- Recorded data
>>>>>
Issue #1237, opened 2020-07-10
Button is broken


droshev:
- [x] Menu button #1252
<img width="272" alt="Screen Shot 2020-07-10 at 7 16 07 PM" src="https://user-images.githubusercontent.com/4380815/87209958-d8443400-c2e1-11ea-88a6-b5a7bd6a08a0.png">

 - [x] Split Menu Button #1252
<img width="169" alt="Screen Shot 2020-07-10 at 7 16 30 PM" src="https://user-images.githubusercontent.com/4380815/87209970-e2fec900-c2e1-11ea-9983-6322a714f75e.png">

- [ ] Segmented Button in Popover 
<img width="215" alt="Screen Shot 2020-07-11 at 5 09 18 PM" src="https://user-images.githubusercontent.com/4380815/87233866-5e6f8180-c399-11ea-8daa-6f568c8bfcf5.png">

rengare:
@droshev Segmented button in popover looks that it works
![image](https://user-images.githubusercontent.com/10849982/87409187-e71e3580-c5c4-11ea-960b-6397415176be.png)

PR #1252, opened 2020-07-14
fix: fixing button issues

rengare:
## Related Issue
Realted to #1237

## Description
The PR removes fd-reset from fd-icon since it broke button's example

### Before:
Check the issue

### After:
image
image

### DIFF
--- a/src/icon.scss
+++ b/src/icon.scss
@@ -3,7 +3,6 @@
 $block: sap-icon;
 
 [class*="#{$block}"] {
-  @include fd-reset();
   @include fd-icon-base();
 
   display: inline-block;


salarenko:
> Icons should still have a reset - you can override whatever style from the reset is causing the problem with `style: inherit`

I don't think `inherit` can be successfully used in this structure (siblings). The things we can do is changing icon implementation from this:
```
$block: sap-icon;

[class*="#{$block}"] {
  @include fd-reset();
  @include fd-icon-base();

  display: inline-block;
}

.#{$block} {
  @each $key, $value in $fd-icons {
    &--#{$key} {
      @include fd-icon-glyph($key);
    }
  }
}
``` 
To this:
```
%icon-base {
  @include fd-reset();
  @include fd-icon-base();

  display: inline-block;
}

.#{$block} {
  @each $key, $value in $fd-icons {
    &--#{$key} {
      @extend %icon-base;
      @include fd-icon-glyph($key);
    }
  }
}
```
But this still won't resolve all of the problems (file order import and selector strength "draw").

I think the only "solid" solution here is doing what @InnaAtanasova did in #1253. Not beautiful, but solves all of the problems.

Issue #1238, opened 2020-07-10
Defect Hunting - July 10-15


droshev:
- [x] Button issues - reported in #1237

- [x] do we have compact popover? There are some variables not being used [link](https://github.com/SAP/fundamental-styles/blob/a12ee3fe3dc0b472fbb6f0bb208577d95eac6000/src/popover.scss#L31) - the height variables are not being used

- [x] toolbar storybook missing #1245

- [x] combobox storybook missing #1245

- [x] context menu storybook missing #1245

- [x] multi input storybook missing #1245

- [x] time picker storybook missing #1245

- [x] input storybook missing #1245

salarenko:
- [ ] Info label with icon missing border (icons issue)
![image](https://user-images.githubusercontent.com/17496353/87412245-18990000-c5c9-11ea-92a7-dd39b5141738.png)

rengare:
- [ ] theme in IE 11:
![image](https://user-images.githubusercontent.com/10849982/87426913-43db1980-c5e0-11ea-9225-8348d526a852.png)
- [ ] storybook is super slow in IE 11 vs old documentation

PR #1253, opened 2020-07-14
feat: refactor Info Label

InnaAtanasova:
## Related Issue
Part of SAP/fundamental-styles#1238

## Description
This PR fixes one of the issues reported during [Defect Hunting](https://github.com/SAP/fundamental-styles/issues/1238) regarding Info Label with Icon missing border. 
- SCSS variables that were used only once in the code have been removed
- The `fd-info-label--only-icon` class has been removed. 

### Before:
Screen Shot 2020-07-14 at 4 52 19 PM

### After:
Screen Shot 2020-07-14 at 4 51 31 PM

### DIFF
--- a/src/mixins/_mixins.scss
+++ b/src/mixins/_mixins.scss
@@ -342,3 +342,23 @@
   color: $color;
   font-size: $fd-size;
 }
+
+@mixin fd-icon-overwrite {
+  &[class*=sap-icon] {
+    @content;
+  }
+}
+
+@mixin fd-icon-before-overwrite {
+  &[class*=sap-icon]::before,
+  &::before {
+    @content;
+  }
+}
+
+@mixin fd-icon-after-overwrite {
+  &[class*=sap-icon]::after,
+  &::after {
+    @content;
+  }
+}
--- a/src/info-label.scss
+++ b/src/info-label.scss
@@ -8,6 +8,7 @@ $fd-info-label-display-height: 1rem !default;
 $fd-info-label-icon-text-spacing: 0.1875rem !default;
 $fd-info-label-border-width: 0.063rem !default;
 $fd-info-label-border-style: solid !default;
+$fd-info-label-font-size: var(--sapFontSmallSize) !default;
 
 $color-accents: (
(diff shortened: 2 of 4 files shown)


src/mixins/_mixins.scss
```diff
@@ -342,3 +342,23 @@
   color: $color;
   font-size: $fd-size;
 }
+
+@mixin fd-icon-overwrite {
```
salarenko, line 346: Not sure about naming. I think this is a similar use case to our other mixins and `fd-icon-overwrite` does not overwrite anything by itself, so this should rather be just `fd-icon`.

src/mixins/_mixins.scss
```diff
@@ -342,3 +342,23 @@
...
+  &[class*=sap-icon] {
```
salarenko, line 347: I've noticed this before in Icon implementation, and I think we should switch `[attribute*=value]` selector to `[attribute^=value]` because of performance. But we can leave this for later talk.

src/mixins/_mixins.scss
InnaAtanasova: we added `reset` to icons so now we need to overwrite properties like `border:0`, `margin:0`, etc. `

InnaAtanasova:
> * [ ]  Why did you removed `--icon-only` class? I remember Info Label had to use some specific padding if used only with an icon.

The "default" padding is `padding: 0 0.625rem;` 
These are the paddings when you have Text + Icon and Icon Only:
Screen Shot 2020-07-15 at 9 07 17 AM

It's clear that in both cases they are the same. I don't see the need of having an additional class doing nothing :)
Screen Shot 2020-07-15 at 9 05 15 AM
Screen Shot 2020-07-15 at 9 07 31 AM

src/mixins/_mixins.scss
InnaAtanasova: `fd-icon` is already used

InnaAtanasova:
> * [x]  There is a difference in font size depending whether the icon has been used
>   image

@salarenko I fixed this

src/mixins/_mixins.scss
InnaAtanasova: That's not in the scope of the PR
<<<<<
- Your objective
Write the material out exactly, with nothing left out.

- Answer box
Issue #1237, opened 2020-07-10
Button is broken


droshev:
- [x] Menu button #1252
<img width="272" alt="Screen Shot 2020-07-10 at 7 16 07 PM" src="https://user-images.githubusercontent.com/4380815/87209958-d8443400-c2e1-11ea-88a6-b5a7bd6a08a0.png">

 - [x] Split Menu Button #1252
<img width="169" alt="Screen Shot 2020-07-10 at 7 16 30 PM" src="https://user-images.githubusercontent.com/4380815/87209970-e2fec900-c2e1-11ea-9983-6322a714f75e.png">

- [ ] Segmented Button in Popover 
<img width="215" alt="Screen Shot 2020-07-11 at 5 09 18 PM" src="https://user-images.githubusercontent.com/4380815/87233866-5e6f8180-c399-11ea-8daa-6f568c8bfcf5.png">

rengare:
@droshev Segmented button in popover looks that it works
![image](https://user-images.githubusercontent.com/10849982/87409187-e71e3580-c5c4-11ea-960b-6397415176be.png)

PR #1252, opened 2020-07-14
fix: fixing button issues

rengare:
## Related Issue
Realted to #1237

## Description
The PR removes fd-reset from fd-icon since it broke button's example

### Before:
Check the issue

### After:
image
image

### DIFF
--- a/src/icon.scss
+++ b/src/icon.scss
@@ -3,7 +3,6 @@
 $block: sap-icon;
 
 [class*="#{$block}"] {
-  @include fd-reset();
   @include fd-icon-base();
 
   display: inline-block;


salarenko:
> Icons should still have a reset - you can override whatever style from the reset is causing the problem with `style: inherit`

I don't think `inherit` can be successfully used in this structure (siblings). The things we can do is changing icon implementation from this:
```
$block: sap-icon;

[class*="#{$block}"] {
  @include fd-reset();
  @include fd-icon-base();

  display: inline-block;
}

.#{$block} {
  @each $key, $value in $fd-icons {
    &--#{$key} {
      @include fd-icon-glyph($key);
    }
  }
}
``` 
To this:
```
%icon-base {
  @include fd-reset();
  @include fd-icon-base();

  display: inline-block;
}

.#{$block} {
  @each $key, $value in $fd-icons {
    &--#{$key} {
      @extend %icon-base;
      @include fd-icon-glyph($key);
    }
  }
}
```
But this still won't resolve all of the problems (file order import and selector strength "draw").

I think the only "solid" solution here is doing what @InnaAtanasova did in #1253. Not beautiful, but solves all of the problems.

Issue #1238, opened 2020-07-10
Defect Hunting - July 10-15


droshev:
- [x] Button issues - reported in #1237

- [x] do we have compact popover? There are some variables not being used [link](https://github.com/SAP/fundamental-styles/blob/a12ee3fe3dc0b472fbb6f0bb208577d95eac6000/src/popover.scss#L31) - the height variables are not being used

- [x] toolbar storybook missing #1245

- [x] combobox storybook missing #1245

- [x] context menu storybook missing #1245

- [x] multi input storybook missing #1245

- [x] time picker storybook missing #1245

- [x] input storybook missing #1245

salarenko:
- [ ] Info label with icon missing border (icons issue)
![image](https://user-images.githubusercontent.com/17496353/87412245-18990000-c5c9-11ea-92a7-dd39b5141738.png)

rengare:
- [ ] theme in IE 11:
![image](https://user-images.githubusercontent.com/10849982/87426913-43db1980-c5e0-11ea-9225-8348d526a852.png)
- [ ] storybook is super slow in IE 11 vs old documentation

PR #1253, opened 2020-07-14
feat: refactor Info Label

InnaAtanasova:
## Related Issue
Part of SAP/fundamental-styles#1238

## Description
This PR fixes one of the issues reported during [Defect Hunting](https://github.com/SAP/fundamental-styles/issues/1238) regarding Info Label with Icon missing border. 
- SCSS variables that were used only once in the code have been removed
- The `fd-info-label--only-icon` class has been removed. 

### Before:
Screen Shot 2020-07-14 at 4 52 19 PM

### After:
Screen Shot 2020-07-14 at 4 51 31 PM

### DIFF
--- a/src/mixins/_mixins.scss
+++ b/src/mixins/_mixins.scss
@@ -342,3 +342,23 @@
   color: $color;
   font-size: $fd-size;
 }
+
+@mixin fd-icon-overwrite {
+  &[class*=sap-icon] {
+    @content;
+  }
+}
+
+@mixin fd-icon-before-overwrite {
+  &[class*=sap-icon]::before,
+  &::before {
+    @content;
+  }
+}
+
+@mixin fd-icon-after-overwrite {
+  &[class*=sap-icon]::after,
+  &::after {
+    @content;
+  }
+}
--- a/src/info-label.scss
+++ b/src/info-label.scss
@@ -8,6 +8,7 @@ $fd-info-label-display-height: 1rem !default;
 $fd-info-label-icon-text-spacing: 0.1875rem !default;
 $fd-info-label-border-width: 0.063rem !default;
 $fd-info-label-border-style: solid !default;
+$fd-info-label-font-size: var(--sapFontSmallSize) !default;
 
 $color-accents: (
(diff shortened: 2 of 4 files shown)


src/mixins/_mixins.scss
```diff
@@ -342,3 +342,23 @@
   color: $color;
   font-size: $fd-size;
 }
+
+@mixin fd-icon-overwrite {
```
salarenko, line 346: Not sure about naming. I think this is a similar use case to our other mixins and `fd-icon-overwrite` does not overwrite anything by itself, so this should rather be just `fd-icon`.

src/mixins/_mixins.scss
```diff
@@ -342,3 +342,23 @@
...
+  &[class*=sap-icon] {
```
salarenko, line 347: I've noticed this before in Icon implementation, and I think we should switch `[attribute*=value]` selector to `[attribute^=value]` because of performance. But we can leave this for later talk.

src/mixins/_mixins.scss
InnaAtanasova: we added `reset` to icons so now we need to overwrite properties like `border:0`, `margin:0`, etc. `

InnaAtanasova:
> * [ ]  Why did you removed `--icon-only` class? I remember Info Label had to use some specific padding if used only with an icon.

The "default" padding is `padding: 0 0.625rem;` 
These are the paddings when you have Text + Icon and Icon Only:
Screen Shot 2020-07-15 at 9 07 17 AM

It's clear that in both cases they are the same. I don't see the need of having an additional class doing nothing :)
Screen Shot 2020-07-15 at 9 05 15 AM
Screen Shot 2020-07-15 at 9 07 31 AM

src/mixins/_mixins.scss
InnaAtanasova: `fd-icon` is already used

InnaAtanasova:
> * [x]  There is a difference in font size depending whether the icon has been used
>   image

@salarenko I fixed this

src/mixins/_mixins.scss
InnaAtanasova: That's not in the scope of the PR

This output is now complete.